EXERCISE OBJECTIVE ▸
The number of lines below holding the string "core" is the only answer wanted.

(Dataset entries)
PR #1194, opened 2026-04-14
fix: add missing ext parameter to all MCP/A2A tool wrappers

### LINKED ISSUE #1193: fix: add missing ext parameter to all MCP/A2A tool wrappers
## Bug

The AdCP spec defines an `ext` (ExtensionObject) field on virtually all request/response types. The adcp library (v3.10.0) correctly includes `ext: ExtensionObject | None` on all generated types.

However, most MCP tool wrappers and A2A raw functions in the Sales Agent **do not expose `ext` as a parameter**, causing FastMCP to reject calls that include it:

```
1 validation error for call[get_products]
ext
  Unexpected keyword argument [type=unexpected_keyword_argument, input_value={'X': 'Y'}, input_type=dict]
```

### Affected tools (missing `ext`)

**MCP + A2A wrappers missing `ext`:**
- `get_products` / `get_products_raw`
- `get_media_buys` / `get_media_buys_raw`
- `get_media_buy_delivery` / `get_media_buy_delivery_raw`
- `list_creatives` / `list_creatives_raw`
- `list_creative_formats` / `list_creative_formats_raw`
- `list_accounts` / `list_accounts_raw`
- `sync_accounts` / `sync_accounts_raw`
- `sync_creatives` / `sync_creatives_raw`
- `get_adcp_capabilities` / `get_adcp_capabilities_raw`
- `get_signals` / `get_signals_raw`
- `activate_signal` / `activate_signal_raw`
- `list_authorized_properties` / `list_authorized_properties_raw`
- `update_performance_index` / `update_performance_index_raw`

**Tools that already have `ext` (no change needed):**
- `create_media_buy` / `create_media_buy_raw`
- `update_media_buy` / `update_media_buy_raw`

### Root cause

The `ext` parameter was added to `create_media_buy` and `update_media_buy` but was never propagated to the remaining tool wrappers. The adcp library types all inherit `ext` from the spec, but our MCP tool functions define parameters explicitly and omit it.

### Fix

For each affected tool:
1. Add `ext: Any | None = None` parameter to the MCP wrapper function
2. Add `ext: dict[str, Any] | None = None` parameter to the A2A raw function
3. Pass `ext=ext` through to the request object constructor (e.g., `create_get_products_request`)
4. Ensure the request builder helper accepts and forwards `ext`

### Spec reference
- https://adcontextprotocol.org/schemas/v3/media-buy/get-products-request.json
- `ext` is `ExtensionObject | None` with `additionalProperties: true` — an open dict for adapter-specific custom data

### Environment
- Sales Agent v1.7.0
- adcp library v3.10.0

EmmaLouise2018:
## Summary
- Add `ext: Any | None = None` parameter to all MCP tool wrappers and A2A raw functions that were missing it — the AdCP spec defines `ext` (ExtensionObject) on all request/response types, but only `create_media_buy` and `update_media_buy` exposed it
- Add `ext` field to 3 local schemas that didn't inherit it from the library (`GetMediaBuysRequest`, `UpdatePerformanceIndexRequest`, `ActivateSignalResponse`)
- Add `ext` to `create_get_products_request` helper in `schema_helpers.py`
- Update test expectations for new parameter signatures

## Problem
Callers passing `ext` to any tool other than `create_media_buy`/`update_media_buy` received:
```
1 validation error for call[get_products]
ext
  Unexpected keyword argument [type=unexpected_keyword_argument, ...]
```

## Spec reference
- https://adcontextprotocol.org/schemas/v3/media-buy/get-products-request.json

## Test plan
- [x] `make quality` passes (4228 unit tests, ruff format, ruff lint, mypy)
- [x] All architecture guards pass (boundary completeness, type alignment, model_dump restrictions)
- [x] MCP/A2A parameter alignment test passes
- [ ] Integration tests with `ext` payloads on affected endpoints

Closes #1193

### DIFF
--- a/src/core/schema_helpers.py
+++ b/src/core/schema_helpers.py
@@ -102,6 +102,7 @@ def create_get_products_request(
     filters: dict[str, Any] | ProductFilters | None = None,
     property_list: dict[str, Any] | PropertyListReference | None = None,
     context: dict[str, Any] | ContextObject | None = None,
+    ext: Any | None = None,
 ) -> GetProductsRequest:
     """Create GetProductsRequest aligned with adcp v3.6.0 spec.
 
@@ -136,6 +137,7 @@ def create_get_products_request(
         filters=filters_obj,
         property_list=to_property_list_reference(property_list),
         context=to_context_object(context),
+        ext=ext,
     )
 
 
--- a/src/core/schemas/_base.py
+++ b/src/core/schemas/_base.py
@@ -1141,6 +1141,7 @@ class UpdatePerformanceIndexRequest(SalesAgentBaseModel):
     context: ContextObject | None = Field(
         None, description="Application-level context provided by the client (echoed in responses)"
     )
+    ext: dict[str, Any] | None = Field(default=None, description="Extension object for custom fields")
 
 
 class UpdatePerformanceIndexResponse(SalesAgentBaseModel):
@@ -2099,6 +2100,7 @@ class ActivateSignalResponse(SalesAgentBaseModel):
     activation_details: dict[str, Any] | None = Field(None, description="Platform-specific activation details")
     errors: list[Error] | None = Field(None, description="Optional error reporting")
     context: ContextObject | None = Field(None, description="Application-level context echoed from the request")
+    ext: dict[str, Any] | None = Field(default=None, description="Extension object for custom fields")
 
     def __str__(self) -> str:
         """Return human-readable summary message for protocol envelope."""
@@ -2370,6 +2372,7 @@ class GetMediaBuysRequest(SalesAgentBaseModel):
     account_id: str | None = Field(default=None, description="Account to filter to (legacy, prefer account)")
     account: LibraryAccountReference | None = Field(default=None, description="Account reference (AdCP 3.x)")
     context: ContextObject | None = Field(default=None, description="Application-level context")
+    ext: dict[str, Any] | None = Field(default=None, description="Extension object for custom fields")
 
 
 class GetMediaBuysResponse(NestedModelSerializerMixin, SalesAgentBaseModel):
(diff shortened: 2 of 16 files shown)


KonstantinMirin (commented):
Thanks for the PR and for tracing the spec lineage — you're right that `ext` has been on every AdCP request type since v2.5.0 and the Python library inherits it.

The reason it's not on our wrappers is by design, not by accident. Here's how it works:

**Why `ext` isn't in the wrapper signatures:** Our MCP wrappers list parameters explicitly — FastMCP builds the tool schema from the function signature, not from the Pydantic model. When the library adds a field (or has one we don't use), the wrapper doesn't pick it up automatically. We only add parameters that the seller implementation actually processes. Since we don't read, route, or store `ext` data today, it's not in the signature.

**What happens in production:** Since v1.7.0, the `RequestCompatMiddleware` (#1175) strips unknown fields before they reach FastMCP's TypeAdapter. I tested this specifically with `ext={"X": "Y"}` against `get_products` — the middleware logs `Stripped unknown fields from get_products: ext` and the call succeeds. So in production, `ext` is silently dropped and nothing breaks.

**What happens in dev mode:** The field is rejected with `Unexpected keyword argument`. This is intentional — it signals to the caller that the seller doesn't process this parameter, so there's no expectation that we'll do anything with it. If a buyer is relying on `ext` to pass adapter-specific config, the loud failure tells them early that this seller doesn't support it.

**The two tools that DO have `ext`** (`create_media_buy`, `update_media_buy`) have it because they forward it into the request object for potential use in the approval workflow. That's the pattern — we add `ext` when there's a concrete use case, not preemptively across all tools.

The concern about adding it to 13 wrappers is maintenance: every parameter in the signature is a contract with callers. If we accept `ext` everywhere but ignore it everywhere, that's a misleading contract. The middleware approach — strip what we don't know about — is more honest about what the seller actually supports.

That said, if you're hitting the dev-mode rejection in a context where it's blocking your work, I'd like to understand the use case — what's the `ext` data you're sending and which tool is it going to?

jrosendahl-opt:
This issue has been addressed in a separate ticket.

WRITTEN SOLUTION ▸
4